Numerical Investigation of Single Phase and Two Phase Flow through Thin Orifices in Horizontal Pipes

Abstract

Pressure drop due to single phase flow of water and two phase flow of air-water mixture through thin orifices in horizontal pipes have been numerically investigated. Two-phase computational fluid dynamics (CFD) calculations, using Eulerian-Eulerian model have been employed to calculate the pressure drop through orifices. The operating condition covers the gas and liquid superficial velocity ranges V sg =0.3-4 m/s and V sl =0.6-2 m/s, respectively.
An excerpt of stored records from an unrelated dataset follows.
PR #215, opened 2015-05-12
Order Fastpath Workgroups by Display Name

drowe:
Following suit with Users/Groups, Workgroups should order in alpha, shouldn't they?


Redor:
+1

guusdk:
Thanks for your contribution!

PR #217, opened 2015-05-15
Make module loading driven by a file

randylayman:
This change moves the list of modules to be loaded from hard coded in XMPPServer to defined in conf/modules.xml.  My motivation is to allow me to replace Openfire behavior defined in modules that can't be overridden or changed in a plugin.

There are two basic elements of the change.  First, the loadModules method has been updated to open the modules.xml file and pass the contents of the file to loadModule.  

The second part of the change is to modify the modules map to use a String as the key.  This allows for the modules to be looked up by the name they implement instead of the class that is actually implementing.

### DIFF
--- a/build/build.xml
+++ b/build/build.xml
@@ -1176,6 +1176,7 @@
 
         <copy tofile="${target.solaris.root}/pkginfo" file="${basedir}/build/pkg/pkginfo" />
         <copy tofile="${target.solaris.root}/opt/openfire/resources/solaris/openfire.xml" file="${basedir}/build/solaris/openfire.xml" />
+        <copy tofile="${target.solaris.root}/opt/openfire/resources/solaris/modules.xml" file="${basedir}/build/solaris/modules.xml" />
         <copy tofile="${target.solaris.root}/checkinstall" file="${basedir}/build/solaris/checkinstall" />
         <copy tofile="${target.solaris.root}/postinstall" file="${basedir}/build/solaris/postinstall" />
         <copy tofile="${target.solaris.root}/preremove" file="${basedir}/build/solaris/preremove" />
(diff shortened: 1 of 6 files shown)


akrherz:
Thanks @randylayman , this looks interesting.  We would need additional changes to make sure this new conf file is bundled with the various install artifacts generated by the build system.

randylayman:
Can you provide some guidance on where I'd need to make changes?

akrherz:
@randylayman , check out the build/ folder.  In general, it may be best to wait for further feedback from folks like @dwd to make sure this type of change would be accepted so you don't waste any time with further improvements.

randylayman:
I'm not sure how to test the installer changes but made the changes that I believe are necessary.

deleolajide:
This is a good change. I am curious about why a new xml file instead of a module node in openfire.xml

randylayman:
Any change in the modules file will affect the inner workings of Openfire and will possibly (probably?) lead to things not working as expected.  To me, changing a module is something that should be done with care and very intentional forethought.  Putting it in the openfire.xml file seems to make it too easy for installations to make changes without understanding the ramifications.

With that said, if you think its better in the openfire.xml file I will gladly move it.

deleolajide:
Thanks for the reply. I am just curious and wanted to appreciate your decision. It is for @dwd to decide

randylayman:
@dwd Is there anything else I need to do to have this PR reviewed and given a thumbs up/thumbs down/needs changes decision?

dwd:
Sorry, I'm being rubbish and distracted. I have reviewed, agree that the
driver config file should be separated. I'll merge when I'm at a desktop.

randylayman:
Not a rush, just wanted to make sure I hadn't missed a step in a process that was keeping this from being seen.

guusdk:
Note that there's a small issue being introduced here. See https://igniterealtime.org/issues/browse/OF-957

Fix: https://github.com/igniterealtime/Openfire/pull/322

guusdk:
We've been using the new modules.xml file for a while now, and to be honest, it's not working out for me. The implementation itself appears to be fine - things work as intended. I am, however, repeatedly running into issues that relate to builds / instances that have 'out-of-date' versions of the modules.xml. That's likely caused by one or more issues in the build or upgrade process, but when I was thinking about it - what does modules.xml solve what cannot be done with an overlay? Yes, the solution presented here is a cleaner solution compared to overriding XMPPServer in an overlay, but perhaps I'm starting to think that the added complexity outweighs the benefits of this change. By far most user (or even developers) won't ever need this functionality - for those that do need, I think we have a fitting workaround: https://www.igniterealtime.org/builds/openfire/docs/latest/documentation/overlay.html

guusdk:
https://igniterealtime.org/issues/browse/OF-1005

guusdk:
PR for rollback: https://github.com/igniterealtime/Openfire/pull/455
I'd welcome some feedback!

PR #219, opened 2015-05-28
OF-883: Compensate for new half-duplex close of TCP channel in MINA

guusdk:
MINA 2.0.8 introduces support for half-duplex close of TCP channels (see DIRMINA-785).
As part of this change, IoHandlers got a new method. The default behavior of the
IoHandlerAdapter closes the MINA session when this handler is triggered. However,
without an Openfire-specific extension (in ConnectionHandler), this fails to close
Openfire-maintained resources. As a result, CPUs could start to spin in NIO code,
resulting in 100% CPU cycles.

To fix this issue, ConnectionHandler now overrides the default functionality and
triggers a normal closure of the session (both in Openfire as well as MINA context).

Additionally, to prevent the CPU spin, MINA sessions need to be closed synchronously
(as opposed to the async closure Openfire had up until now). I cannot quite explain
the need for this change, other than a suspision of race conditions in the async
setup.

### DIFF
--- a/src/java/org/jivesoftware/openfire/nio/ConnectionHandler.java
+++ b/src/java/org/jivesoftware/openfire/nio/ConnectionHandler.java
@@ -108,6 +108,14 @@ public abstract class ConnectionHandler extends IoHandlerAdapter {
     }
 
     @Override
+    public void inputClosed( IoSession session ) throws Exception {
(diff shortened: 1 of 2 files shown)


tevans:
Looks good to me. Thanks for the helpful summary of your analysis.

PR #225, opened 2015-06-01
Allow users to specifiy custom classes to map credentials from certificates

victorqhong-bah:
This change allows users to specify classes in the Openfire properties (similar to AuthorizationManager) to map different identity credentials from certificates. This change is useful during client authentication with certificates (mutual authentication) in order to provide different credentials to the AuthorizationMapping (e.g. full subject distinguished name instead of only common name).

The local pressure drops have been obtained by means of extrapolation from the computed upstream and downstream linearized pressure profiles to the orifice section. Simulations for the single-phase flow of water have been carried out for local liquid Reynolds number (Re based on orifice diameter) ranging from 3×10 4 to 2×10 5 to obtain the discharge coefficient and the two-phase local multiplier, which when multiplied with the pressure drop of water (for same mass flow of water and two phase mixture) will reproduce the pressure drop for two phase flow through the orifice. The effect of orifice geometry on two-phase pressure losses has been considered by selecting eight different orifice plates with two area ratios (σ=0.73 and σ=0.54) and four different thicknesses (s/d = 0.025-0.59). The results obtained from numerical simulations are validated against experimental data from the literature and are found to be in good agreement.